Meet Rob McCarthy

Like many of us who now call Austin home, I was not born in Texas. I was born in Bakersfield, CA, an excellent, family-oriented community that has stayed reasonable while the state has steadily drifted left in my lifetime. My first jobs growing up were in the construction industry. My uncle owned a home building business and I worked for him cleaning up construction sites and doing some of the work that didn’t require specialized skill. As I got older and gained more experience, and the ability to drive, I worked for a family friend that owned a window and door company where I performed deliveries and installations.

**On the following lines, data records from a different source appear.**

PR #239, opened 2017-08-23
--convert option: raise an error if the input ui file defined signals

cchampet:
* Currently it does not work: I have to define my signal in my python
code instead of my ui file.
* I did not find a good solution... So for now I think it's better to
warn the user about this unsupported feature than silently tell nothing.
Do you have a solution to support this feature? :)

### DIFF
--- a/Qt.py
+++ b/Qt.py
@@ -1295,6 +1295,11 @@ def _convert(lines):
         line = line.replace("from PySide2 import", "from Qt import QtCompat,")
         line = line.replace("QtWidgets.QApplication.translate",
                             "QtCompat.translate")
+        if "QtCore.SIGNAL" in line:
+            raise NotImplementedError("QtCore.SIGNAL is missing from PyQt5 "
+                                      "and so Qt.py does not support it: you "
+                                      "should avoid defining signals inside "
+                                      "your ui files.")
         return line
 
     parsed = list()


mottosso:
Thanks @cchampet. Is your .ui file generated via Qt 4 or Qt 5? Qt.py only supports .ui files generated with Qt 5.

cchampet:
My .ui file was generated via Qt 4, but I've just generated it again via Qt 5, and I have the same file:
```xml
<ui version="4.0">
...
 <connections>
  <connection>
   <sender>cancelButton</sender>
   <signal>released()</signal>
   <receiver>refererenceImportDialog</receiver>
   <slot>close()</slot>
   <hints>
    <hint type="sourcelabel">
     <x>283</x>
     <y>356</y>
    </hint>
    <hint type="destinationlabel">
     <x>343</x>
     <y>178</y>
    </hint>
   </hints>
  </connection>
 </connections>
</ui>
```
Note: the __ui version__ does not seem to define the Qt version...

mottosso:
Ah, in that case this seems reasonable. @fredrikaverpil do you have any input on this?

fredrikaverpil:
No, unfortunately not. I've only used .ui files by loading them on the fly. I'm not up to speed with the `--convert` functionality.

I'm creating .ui files using Qt Creator 4.1.0, based on Qt 5.7.0 which works great with Qt.py and the `QtCompat.loadUi` function. Never tried the `--convert` option of Qt.py.

mottosso:
Yes, it was me. :) The code itself isn't the problem, but rather whether we should ban the use of declaring signals in Qt Designer, or whether there is a way around it.

I'd say it should be supported, but for now this is a good implementation to let the user know of the problem.

@cchampet if you could have a look at the Hound warnings, I'd be happy to merge this.

cchampet:
Agreed we should ban the use of declaring signals in Qt Designer.
@mottosso I've just pushed force the commit to fix the Hound warnings.

mottosso:
Thanks @cchampet!

PR #474, opened 2025-02-12
feat(text_to_sql): add a func to resolve ambiguous object references

jgpruitt:
Adds a func to resolve ambiguous object references.

We need the user's search_path to make sampling table rows and running EXPLAIN work when the database objects are not fully-qualified. So, we capture it and pass it down.

### DIFF
--- a/projects/extension/ai/semantic_catalog.py
+++ b/projects/extension/ai/semantic_catalog.py
@@ -8,16 +8,15 @@ class GeneratedDescription(TypedDict):
     description: str
 
 
-def render_sample(plpy, relation: str, total: int = 5) -> str:
+def render_sample(plpy, fq_relation: str, total: int = 5) -> str:
     """
     Given a table ore view name, return a sample of rows from it.
     """
-    ident = ".".join([plpy.quote_ident(part) for part in relation.split(".")])
     # do not let LLM select 0 or less and no more than 10 rows, so as to not overwhelm
     # context window.
-    result = plpy.execute(f"select * from {ident}", min(max(total, 1), 10))
+    result = plpy.execute(f"select * from {fq_relation}", min(max(total, 1), 10))
 
-    ret_obj = f"""<data id="{relation}">"""
+    ret_obj = f"""<data id="{fq_relation}">"""
     for r in result:
         values = []
         for v in r.values():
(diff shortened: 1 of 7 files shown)


projects/extension/sql/idempotent/906-text-to-sql-anthropic.sql
```diff
@@ -409,7 +410,7 @@ begin
                             ;
                         when 'request_table_sample' then
                             raise debug 'tool use: request_table_sample: %', _message.input;
-                            select _samples || jsonb_build_object(_message.input->>'name', ai.render_sample((_message.input->>'name')::regclass, (_message.input->>'total')::int4))
+                            select _samples || jsonb_build_object(_message.input->>'name', ai.render_sample((_message.input->>'name')::regclass, (_message.input->>'total')::int4, search_path))
```
MasterOdin, line 413: I don't think this will work how we want it to? I believe that this should error if `(_message.input->>'name')::regclass` isn't fully qualified as it'll use the current function search path, and so we won't even enter `ai.render_sample`.

I think we'd either need to wrap calling the function with the `set search path` stuff, or maybe add a second variant of the function that's defined as:

```sql
create or replace function ai.render_sample(name text, total int4, search_path string) returns text
as $func$
    -- call set local search_path
    -- call and return select ai.render_sample(name::regproc, total)
$func$ language sql stable security invoker
;
```

projects/extension/ai/semantic_catalog.py
```diff
@@ -8,10 +8,18 @@ class GeneratedDescription(TypedDict):
...
 
 
-def render_sample(plpy, relation: str, total: int = 5) -> str:
+def render_sample(
+    plpy, relation: str, total: int = 5, search_path: str = "pg_catalog, pg_temp"
+) -> str:
     """
     Given a table ore view name, return a sample of rows from it.
     """
+    # set the search path. this won't work for schemas that contain a comma. please don't do that
```
cevian, line 17: do we really want this? don't we want the rendering to schema-qualify everything it possibly can?

jgpruitt: Yes. We will render everything fully qualified. If the LLM asks for sample data but fails to provide a fully qualified reference, this code attempts to be able to find the table anyway by using the user's search path. We still render it fully qualified

projects/extension/sql/idempotent/906-text-to-sql-anthropic.sql
jgpruitt: Oh yeah. I think you're right. Lemme think about that.

projects/extension/ai/semantic_catalog.py
jgpruitt: looking at this with fresh eyes. I think I understand what you mean. I'm gonna take another stab at this

projects/extension/sql/idempotent/906-text-to-sql-anthropic.sql
jgpruitt: fixed

projects/extension/ai/semantic_catalog.py
jgpruitt: fixed

cevian (approved):

PR #475, opened 2025-02-12
feat: add verbose flag to model calls

cevian:


projects/extension/sql/incremental/016-add-verbose-args.sql
```diff
@@ -0,0 +1,43 @@
+-- add verbose boolean to all model calling functions
+
+-- drop all functions that have verbose args before the arg was added.
+-- list generated by the following query:
+-- SELECT 'DROP FUNCTION IF EXISTS ' || ns.nspname || '.' || proname || '(' || 
+--   array_to_string(proargtypes[0:array_length(proargtypes, 1)-2]::regtype[], ', ') || ');' as drop_command 
+-- FROM pg_proc p 
+-- JOIN pg_namespace ns ON p.pronamespace = ns.oid 
+-- WHERE proargnames @> ARRAY['verbose'];
```
jgpruitt, line 9: love it!

jgpruitt (approved):
LGTM

projects/extension/ai/utils.py
```diff
@@ -7,3 +10,21 @@ def get_guc_value(plpy, setting: str, default: str) -> str:
     if val is None:
         val = default
     return val
+
+
+class VerboseTrace:
```
smoya, line 15: If only used for requests, I would suggest we rename the class.
```suggestion
class VerboseRequestTrace:
```

Otherwise, change the message in

```
self.plpy.info(f"sending a request for {self.name}...")
```

smoya (approved):
Only a minor, LGTM otherwise so I'm approving anyway

PR #476, opened 2025-02-12
test(openai): do not check content length when stopped for max tokens

jgpruitt:
The test_openai_chat_complete_with_tokens_limitation_on_reasoning_models test is failing randomly. Sometimes the LLM returns content when it is stopped for length reasons. Sometimes it doesn't. Drop the assertion.


Askir (approved):
If this fixes it, feel free to merge for now.
I don't really understand the test, the max_tokens is set to 1/100 why are we asserting that there is content length 0? shouldn't it at least be 1 token?

PR #477, opened 2025-02-13
feat: docling parser

smoya:
Docling requires some models for analysing and extracting data from documents. Those models are automatically downloaded the first time you run the parser if those are not found locally. However, we can prefetch them. See [docs](https://ds4sd.github.io/docling/usage/#model-prefetching-and-offline-usage). 

Should we do prefetch?:
- YES:
  - If we do it in the Docker image, the image size will increase by around ~300 MB.
  - Alternatively, we can download the calls in the conftest.py calling `docling.utils.model_downloader.download_models()`
- NO:
  - The models are downloaded on demand
  - However, tests will try to catch the response (the actual models) in the cassettes. We should then add hugging face host to the vcrpy **`ignore_hosts` **for this particular test**.

I decided to do prefetching in conftest.py, for tests. Users will download the models under demand but just once. 

Need to check if it's possible to cache those models in GH runner (we don't run self-hosted runners, so no idea yet if possible)


projects/pgai/tests/vectorizer/cli/test_vectorizer_document.py
```diff
@@ -18,6 +18,7 @@
     "sample_txt.txt",
     "basic-v3plus2.epub",
     "test.md",
+    "NVDA.pdf",
```
Askir, line 21: I am not sure we can just add this file under our main license?. Sure it's a publicly readable google doc with public data in it and unlikely someone complains but I didn't create this so I'm a bit careful about that 😅

smoya: Yeah don't worry, this pr won't be merged with that spreadsheet but instead will create a custom one.
Thanks for pointing that out.

smoya: Replaced by `lego_sets.pdf`, a PDF based from a free dataset from https://mavenanalytics.io/data-playground.
I imported the CSV in Google Spreadsheets, added an image (to test OCR on/off) and a title, and limited the dataset to few Star Wars lego sets to reduce the size.

smoya:
Tests are failing because we will need to ignore HF host for all tests and not only for those.

projects/pgai/pgai/vectorizer/parsing.py
```diff
@@ -24,32 +36,91 @@ class ParsingAuto(BaseModel):
...
-            # Convert to markdown using pymupdf4llm
-            md_text = pymupdf4llm.to_markdown(pdf_document)  # type: ignore
+            return pymupdf4llm.to_markdown(pdf_document)  # type: ignore
+
+
+class ParsingDocling(BaseDocumentParsing):
+    """Document parsing implementation using Docling."""
+
+    implementation: Literal["docling"]  # type: ignore[reportIncompatibleVariableOverride]
+    cache_dir: Path | str = Path.home().joinpath(".cache/docling/models")
```
smoya, line 106: In the future we could make this configurable via env var. Just using the default value from docling atm.

adolsalamanca (approved):
LGTM

PR #479, opened 2025-02-13
ci(pgai): add format-fix, lint-fix and fix cmds to justfiles

smoya:
- `just format-fix` will directly fix the formatting issues instead of showing the diff as `just format` does. Useful for development.
- `just lint-fix` will do the same but for linting issues.
- `just fix` will run both commands above.

This PR also adds pgspot as dev dependency instead of building from source in Docker. Unless there is a specific reason, this alternative allows running pgspot from host machine and not only from the Docker container.


adolsalamanca (approved):

cevian (approved):
Maybe also add a fix command that does lint-fix and format-fix?

projects/extension/Dockerfile
```diff
@@ -65,12 +65,6 @@ USER root
 
 RUN pip install --break-system-packages uv==0.5.20
 
-# install pgspot
-RUN set -eux; \
```
smoya, line 69: @jgpruitt Is there any reason I'm not aware for building pgspot from source instead of installing as a dev dependency ?

projects/extension/pyproject.toml
```diff
@@ -30,6 +30,7 @@ dev = [
     "fastapi-cli==0.0.5",
     "psycopg[binary]==3.2.1",
     "uv==0.5.20",
+    "pgspot>=0.9.0",
```
smoya, line 33: dev dependency

smoya:
@adolsalamanca @cevian I made another round, please check the description of the PR with an updated list of the changes. 🙏 🙏

projects/extension/Dockerfile
jgpruitt: There was at least one time when pgspot had a bug that broke us. I installed it this way because I was able to go fix the bug, but I didn't want to wait on the publishing process.

projects/extension/build.py
```diff
@@ -338,42 +338,48 @@ def lint_sql() -> None:
         """runs pgspot against the `ai--<this_version>.sql` file"""
         cmd = " ".join(
             [
-                "pgspot --ignore-lang=plpython3u",
+                "uv run pgspot --ignore-lang=plpython3u",
```
jgpruitt, line 341: needs the `--no-project` flag to `uv run`

jgpruitt (approved):

adolsalamanca (approved):

projects/extension/Dockerfile
smoya: I guess it's fixed now 👍

projects/pgai/justfile
```diff
@@ -33,23 +33,30 @@ uninstall:
 
 # Run pytest test suite
 test:
-	@uv run pytest
+	@uv run --no-project pytest
```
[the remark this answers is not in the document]
jgpruitt: awesome

PR #483, opened 2025-02-14
fix(vectorizer): use sql name for data types in source_pk

jgpruitt:
pg_type.typname works fine in SQL but chokes up psycopg3. Use pg_catalog.format_type to get the SQL name of a type instead.

1. create a source table with a primary key with an array type e.g. text[]
2. the `typname` from `pg_type` will be `_text`
3. SQL seems to handle `_text` fine as if it were an alias to `text[]`
4. `format_type()` will translate this back to `text[]`
5. the vectorizer worker is using the binary copy format and has to call `set_types(...)` in psycopg3
6. psycopg3 barfs all over `_text`. doesn't know what it is
7. psycopg3 does recognize `text[]`

- `pg_type.typname` is not unique. `typname` + `typnamespace` is unique
- We didn't have enough information in the original implementation of source_pk to identify a type uniquely
- The original implementation would fail if a type is defined in a schema off the search_path
- Using `format_type()` gives us the type in SQL parlance with schema if necessary

### DIFF
--- a/projects/extension/tests/vectorizer/test_vectorizer.py
+++ b/projects/extension/tests/vectorizer/test_vectorizer.py
@@ -65,7 +65,7 @@ VECTORIZER_ROW = r"""
             "pknum": 2,
             "attnum": 3,
             "attname": "published",
-            "typname": "timestamptz"
+            "typname": "timestamp with time zone"
         }
     ],
     "view_name": "blog_embedding",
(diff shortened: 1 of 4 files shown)


cevian (changes requested):
Can we add a test with a text[] pk column?

projects/extension/tests/vectorizer/test_vectorizer.py
```diff
@@ -1815,3 +1815,67 @@ def test_create_vectorizer_privs():
             , grant_to=>null
             );
             """)
+
+
+def test_weird_primary_key():
```
smoya, line 1820: WDYT about adding some context to this test? like the reason of being, why we are testing this change, etc. I know we always have github, but it will play in favour of developers when reading this test.

jgpruitt:
see https://github.com/timescale/pgai/pull/494 and https://github.com/timescale/pgai/pull/495

PR #484, opened 2025-02-14
feat: document retries working

adolsalamanca:
Implementation of the document failure retries, both for s3 problems, and LLM provider.


projects/pgai/pgai/cli.py
```diff
@@ -247,6 +248,13 @@ def shutdown_handler(signum: int, _frame: Any):
     show_default=True,
     help="Exit immediately when an error occurs.",
 )
+@click.option(
+    "--doc-retries",
```
smoya, line 252: Would it make sense to make this option agnostic of the loader? Like `--loading-retries` or `--load-retries` or similar?

projects/pgai/pgai/vectorizer/loading.py
```diff
@@ -52,3 +52,11 @@ def load(self, row: dict[str, str]) -> LoadedDocument:
             file_path=row[self.column_name],
             file_type=guess_filetype(content, row[self.column_name]),
         )
+
+
+class DocumentLoadingError(Exception):
```
smoya, line 57: WDYT about having a `LoadingError` base exception? In that way we can always raise an exception no matters the loader type.

projects/pgai/pgai/vectorizer/vectorizer.py
```diff
@@ -370,6 +370,33 @@ def is_vectorizer_disabled_query(self) -> sql.Composed:
...
+                SELECT
+                    id
+                FROM
+                    {queue_table}
+                WHERE
+                    id = {vectorizer_id}) AS source ON target.id = source.id
+            WHEN MATCHED
+                AND target.retries >= %s THEN
+                    DELETE
+            WHEN MATCHED THEN
```
smoya, line 387: What about adding an extra check so the query won't ever remove a row if there is a backoff in place?
```suggestion
            WHEN MATCHED
                AND retry_after <= now() THEN
```

projects/pgai/pgai/vectorizer/vectorizer.py
```diff
@@ -370,6 +370,33 @@ def is_vectorizer_disabled_query(self) -> sql.Composed:
             self.vectorizer_table_ident,
         )
 
+    @cached_property
+    def requeue_or_remove_work_query(self) -> sql.Composed:
```
smoya, line 374: I would love this function to be documented, mentioning we implement linear backoff, etc 🙏 WDYT?

projects/pgai/pgai/vectorizer/vectorizer.py
adolsalamanca: I just wrote a test for this case, it's already working, as this is handled in the fetch_work_query func:

```sql
                WITH selected_rows AS (
                    SELECT {pk_fields}
                    FROM {queue_table}
                    WHERE retry_after is null or retry_after < now()
                    LIMIT %s
                    FOR UPDATE SKIP LOCKED
                )
```

adolsalamanca: just pasted the initial part of the query not to make it not to pollute the conversation

projects/pgai/pgai/vectorizer/vectorizer.py
adolsalamanca: added, thanks!

projects/pgai/pgai/vectorizer/vectorizer.py
smoya: I still believe it is part of this query to protect itself against an unexpected behaviour

projects/pgai/pgai/vectorizer/loading.py
adolsalamanca: Sounds good, I'll switch to that.

projects/pgai/pgai/cli.py
adolsalamanca: sounds good!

I started at the University of Southern California (USC) in 2001 with plans to be a computer engineering major and become a programmer. I changed my major after I was in a car accident in January of 2003. I broke my neck and left arm and had multiple internal injuries. The injuries were painful and the recovery took many months but it gave me time to reflect on a new career path. In May of 2003, I finished my full-time rehabilitation program and began an internship for my local state assemblyman, Kevin McCarthy.

I graduated from USC in 2006 with a major in political science and international relations. After working for the county roads department in my hometown for a few months, I started a fellowship program in the California State Assembly. When my year in the fellowship concluded, I spent the next five years working for now-Congressman Kevin McCarthy in Washington, DC on a variety of issues, including financial services, immigration, transportation, and veterans affairs, and explored a wide variety of legislative solutions in those areas.

In 2012, I left Washington, DC and returned to California to earn an MBA and transition from a role of policy analysis and internal strategy in government to a career in business. I graduated in 2014 and began working in Sydney, Australia selling software for Lightspeed Systems, a company doing web filtering and device management for K-12 schools. I moved to Austin in 2016 when, like many other companies, Lightspeed Systems moved headquarters to Texas from California.

My wife and I bought a home in the Austin suburbs in 2016 because we saw this as an excellent, family-oriented community where we can own a home with a backyard and send our children to good schools. I live in Circle C and I’m able to regularly take my daughter to see my parents at their home in Barton Creek. I own a distillery on Fitzhugh Road that will soon begin producing rum. Austin is home now and my children are going to grow up here.

I never imagined leaving my home state while I was growing up and I want to make sure my children are never forced to make that decision. As a husband and father, I refuse to sit silently while radicals try to bring the socialist policies that made California unaffordable to Texas. I am running to be the State Representative for House District 47. I will work with both Republicans and Democrats to fight for common-sense solutions for Texas.